■ **COLLECTED DATA**
PR #4647, opened 2026-08-13
fix(extension): keep the vault name from overlapping the header controls

### LINKED ISSUE #4646: [Fix] Vault name overlaps top-bar controls [Extension side panel]
# [Fix] Vault name overlaps top-bar controls [Extension side panel]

■ **WHAT THIS TASK INVOLVES**
The whole listing above needs to be written out again exactly.

■ **ANSWER FOR THE TASK**
PR #4647, opened 2026-08-13
fix(extension): keep the vault name from overlapping the header controls

### LINKED ISSUE #4646: [Fix] Vault name overlaps top-bar controls [Extension side panel]
# [Fix] Vault name overlaps top-bar controls [Extension side panel]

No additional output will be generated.